La position de la Secrétairerie d’Etat du Vatican, précise Mgr Tauran, secrétaire pour les relations du Saint-Siège avec les Etats, «consiste à souligner que la riposte aux actes barbares du 11 septembre dernier ne doit pas être un acte de vengeance, mais un acte de justice, qui a pour but de réparer la grave injustice subie».
Nécessité de créer un Etat palestinien viable
Dans l’entretien accordé au journaliste Jean-Marie Guénois, l’archevêque français considère que l’intervention ne peut être l’occasion de manifestation de haine et les moyens choisis pour la réparation de cette injustice et pour éloigner la menace d’autres attentats doivent être pacifiques. «C’est une fois épuisées toutes les ressources des moyens politiques, diplomatiques et financiers, que l’on peut penser à un recours à la force». Mgr Tauran relève que dans la guerre du Golfe, en 1991, on avait d’abord fait le choix de l’option militaire, et on a négocié ensuite. Dans le cas présent, «on a pris le temps d’évaluer la situation pour ne pas frapper sous le coup de l’émotion».
Pour le chef de la diplomatie vaticane, il est sûr que l’une des causes de la crise est l’ensablement du processus de paix au Proche-Orient ainsi que la frustration des populations palestiniennes en attente des résultats concrets d’un processus de paix qui, jusqu’à présent, ne leur a causé que des épreuves. «Il faut retourner à la table des négociations et reprendre une dynamique de paix qui doit conduire effectivement à la création d’un Etat palestinien viable».
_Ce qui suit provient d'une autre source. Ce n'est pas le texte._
PR #7291, opened 2020-11-22
Convert Pinned Resources local storage to user settings

sahil143:
**Fixes**: https://issues.redhat.com/browse/ODC-5109

**Analysis / Root cause**: Convert Pinned Resources local storage to user settings

**Solution Description**: Convert Pinned Resources local storage to user settings

**Screen shots / Gifs for design review**: NO UI changes

**Test setup:**

**Browser conformance**: 

- [X] Chrome
- [ ] Firefox
- [ ] Safari
- [ ] Edge

### DIFF
--- a/frontend/packages/console-shared/src/hooks/usePinnedResources.ts
+++ b/frontend/packages/console-shared/src/hooks/usePinnedResources.ts
@@ -1,0 +1,42 @@
+// eslint-disable-next-line @typescript-eslint/ban-ts-ignore
+// @ts-ignore: FIXME missing exports due to out-of-sync @types/react-redux version
+import { useSelector } from 'react-redux';
+import { getActivePerspective } from '@console/internal/reducers/ui';
+import { useUserSettingsCompatibility } from './useUserSettingsCompatibility';
+import { PINNED_RESOURCES_LOCAL_STORAGE_KEY } from '../constants';
+import { useMemo } from 'react';
+import { isPerspective, Perspective, useExtensions } from '@console/plugin-sdk';
+
+type PinnedResourcesType = {
+  [perspective: string]: string[];
+};
+
+const PINNED_RESOURCES_CONFIG_MAP_KEY = 'console.pinnedResources';
+
+export const usePinnedResources = (): [string[], (pinnedResources: string[]) => void, boolean] => {
+  const activePerspective = useSelector(getActivePerspective);
+  const perspectiveExtensions = useExtensions<Perspective>(isPerspective);
+  const activePerspectiveExtension = perspectiveExtensions.find(
+    (p) => p.properties.id === activePerspective,
+  );
+  const [pinnedResources, setPinnedResources, loaded] = useUserSettingsCompatibility<
+    PinnedResourcesType
+  >(
+    PINNED_RESOURCES_CONFIG_MAP_KEY,
+    PINNED_RESOURCES_LOCAL_STORAGE_KEY,
+    { [activePerspective]: activePerspectiveExtension.properties.defaultPins },
+    true,
+  );
+  const pins = useMemo(() => (loaded ? pinnedResources[activePerspective] : []), [
+    loaded,
+    pinnedResources,
+    activePerspective,
+  ]);
+  return [
+    pins,
+    (pr: string[]) => {
+      setPinnedResources((prevPR) => ({ ...prevPR, [activePerspective]: pr }));
+    },
+    loaded,
+  ];
+};
--- a/frontend/packages/console-shared/src/hooks/useUserSettings.ts
+++ b/frontend/packages/console-shared/src/hooks/useUserSettings.ts
@@ -16,6 +16,17 @@ import {
   USER_SETTING_CONFIGMAP_NAMESPACE,
 } from '../utils/user-settings';
 
+const useCounterRef = (initialValue: number = 0): [boolean, () => void, () => void] => {
+  const counterRef = React.useRef<number>(initialValue);
+  const increment = React.useCallback(() => {
+    counterRef.current += 1;
+  }, []);
+  const decrement = React.useCallback(() => {
+    counterRef.current -= 1;
+  }, []);
+  return [counterRef.current !== initialValue, increment, decrement];
+};
+
 export const useUserSettings = <T>(
   key: string,
   defaultValue?: T,
@@ -23,7 +34,7 @@ export const useUserSettings = <T>(
 ): [T, React.Dispatch<React.SetStateAction<T>>, boolean] => {
   const defaultValueRef = React.useRef<T>(defaultValue);
   const keyRef = React.useRef<string>(key);
-  const isRequestPending = React.useRef<boolean>(false);
+  const [isRequestPending, increaseRequest, decreaseRequest] = useCounterRef();
   const userUid = useSelector(
     (state: RootState) => state.UI.get('user')?.metadata?.uid ?? 'kubeadmin',
   );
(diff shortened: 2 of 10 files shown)


frontend/public/components/search.tsx
```diff
@@ -147,13 +142,14 @@ const SearchPage_: React.FC<SearchProps & StateProps & DispatchProps> = (props)
   const pinToggle = (e: React.MouseEvent<HTMLElement>, resource: string) => {
     e.preventDefault();
     e.stopPropagation();
-
-    const index = props.pinnedResources.indexOf(resource);
-    if (index >= 0) {
-      confirmNavUnpinModal(resource, pinnedResources, props.onPinnedResourcesChange);
-      return;
+    if (pinnedResourcesLoaded) {
```
christianvogt, line 145: Unnecessary because `pinToggle` is only available to be called when `pinnedResourcesLoaded === true`

frontend/packages/console-shared/src/hooks/useUserSettings.ts
```diff
@@ -138,12 +145,38 @@ export const useUserSettings = <T>(
...
+      }
     }
-    // This effect should only be run on change of settings state.
-    // eslint-disable-next-line react-hooks/exhaustive-deps
-  }, [settings]);
+  }, [cfData, cfLoaded, sync]);
+
+  const callback = React.useCallback<React.Dispatch<React.SetStateAction<T>>>(
+    (action: React.SetStateAction<T>) => {
+      if (isRequestPending.current) return;
```
christianvogt, line 161: Why does it matter if there's a request pending? what harm is there in saving the next value?

frontend/packages/console-shared/src/hooks/useUserSettings.ts
```diff
@@ -138,12 +145,38 @@ export const useUserSettings = <T>(
...
+      const previousSettings = settingsRef.current;
+      const newState =
+        typeof action === 'function' ? (action as (prevState: T) => T)(previousSettings) : action;
+      setSettings(newState);
+      if (cfLoaded) {
+        isRequestPending.current = true;
+        updateConfigMap(cfData, keyRef.current, seralizeData(newState))
+          .then(() => {
+            isRequestPending.current = false;
```
christianvogt, line 170: Move to finally block if required.

frontend/packages/console-shared/src/hooks/useUserSettings.ts
```diff
@@ -138,12 +145,38 @@ export const useUserSettings = <T>(
...
+        cfLoaded &&
+        seralizeData(settingsRef.current) !== cfData?.data?.[keyRef.current]
+      ) {
+        setSettings(deseralizeData(cfData?.data?.[keyRef.current]));
+      }
     }
-    // This effect should only be run on change of settings state.
-    // eslint-disable-next-line react-hooks/exhaustive-deps
-  }, [settings]);
+  }, [cfData, cfLoaded, sync]);
```
christianvogt, line 157: Would be good if we can find a way to achieve this with refs and useMemo instead of an effect which forces another render.

christianvogt (commented):
Tested this and when loaded, my saved pinned resources never loaded as the defaults from my localstorage settings.

frontend/packages/console-shared/src/hooks/useUserSettingsCompatibility.ts
```diff
@@ -21,5 +23,5 @@ export const useUserSettingsCompatibility = <T>(
     [loaded],
   );
 
-  return [settings, setSettings, loaded];
+  return [settings as T, setSettings, loaded];
```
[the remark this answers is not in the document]
invincibleJai: i fixed that in https://github.com/openshift/console/pull/7301 , we don't need this now

christianvogt:
> Tested this and when loaded, my saved pinned resources never loaded as the defaults from my localstorage settings.

This was due to me forgetting to clear the existing user settings config ;/

frontend/packages/console-shared/src/hooks/usePinnedResources.ts
```diff
@@ -0,0 +1,26 @@
...
+
+const PINNED_RESOURCES_CONFIG_MAP_KEY = 'console.pinnedResources';
+
+export const usePinnedResources = (): [string[], (pinnedResources: string[]) => void, boolean] => {
+  const activePerspective = useSelector(getActivePerspective);
+  const [pinnedResources, setPinnedResources, loaded] = useUserSettingsCompatibility<
+    PinnedResourcesType
+  >(PINNED_RESOURCES_CONFIG_MAP_KEY, PINNED_RESOURCES_LOCAL_STORAGE_KEY, {}, true);
+  return [
+    loaded ? pinnedResources[activePerspective] : [],
```
jerolimov, line 20: Get an error here "Cannot read property 'admin' of undefined".

loaded is true and pinnedResources is undefined, maybe because it waits on the sync? This works locally as workaround:

```suggestion
    loaded && pinnedResources ? pinnedResources[activePerspective] : [],
```

jerolimov:
Migration works fine, but I could a NPE, see above.

@christianvogt @invincibleJai @sahil143  should we create another ticket to sync this between browsers??

frontend/packages/console-shared/src/hooks/usePinnedResources.ts
christianvogt: image

christianvogt: App won't load at all for me. white screens

frontend/public/components/search.tsx
christianvogt: @sahil143  ^^

frontend/packages/console-shared/src/hooks/useUserSettings.ts
```diff
@@ -64,13 +75,28 @@ export const useUserSettings = <T>(
...
+      /**
+       * if key doesn't exist in config map send patch request to add the key with default value
+       */
+      !fallbackLocalStorage &&
+      cfData &&
+      cfLoaded &&
+      !cfData.data?.hasOwnProperty(keyRef.current)
+    ) {
+      updateConfigMap(cfData, keyRef.current, seralizeData(defaultValueRef.current));
+      setSettings(defaultValueRef.current);
```
christianvogt: only if `defaultValueRef.current !== undefined`

frontend/packages/console-shared/src/hooks/useUserSettings.ts
```diff
@@ -80,39 +106,53 @@ export const useUserSettings = <T>(
...
+     */
+    if (
+      cfLoaded &&
+      cfData &&
+      !cfData.data?.hasOwnProperty(keyRef.current) &&
+      settings &&
+      !isRequestPending
+    ) {
+      return defaultValueRef.current;
+    }
```
christianvogt: Shouldn't this only happen if `sync == true` ?
And why does it matter if `settings` is truthy?

sahil143: We are checking for settings here because if `settings`is undefined then it means we haven't initialized the key and that should happen with the patch request in the `useEffect`. I guess we should specifically check for `settings !== undefined`.
> Shouldn't this only happen if sync == true

I'm not sure here because if user deleted key from config map that would be to reset the state and it made sense to return default value here regardless of sync.
Another question that comes to mind is should also make patch request with the default value or call `setSettings` with defaultValue.

invincibleJai:
/lgtm

Verified the changes , was able to add / remove pin and even tried in different tabs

Le terrorisme islamique est une perversion
Pour Jean-Louis Tauran, le terrorisme de matrice islamiste est une perversion de l’islam, mais l’Eglise catholique a clairement de l’estime pour le véritable islam. Le pape a parlé très positivement de cet «islam authentique, l’islam qui prie, qui veut être solidaire de celui qui est dans le besoin», lors de sa récente visite pastorale au Kazakhstan. Mais il n’a pas hésité à dire que la haine, le fanatisme et le terrorisme profanent le nom de Dieu et défigurent l’authentique image de l’homme.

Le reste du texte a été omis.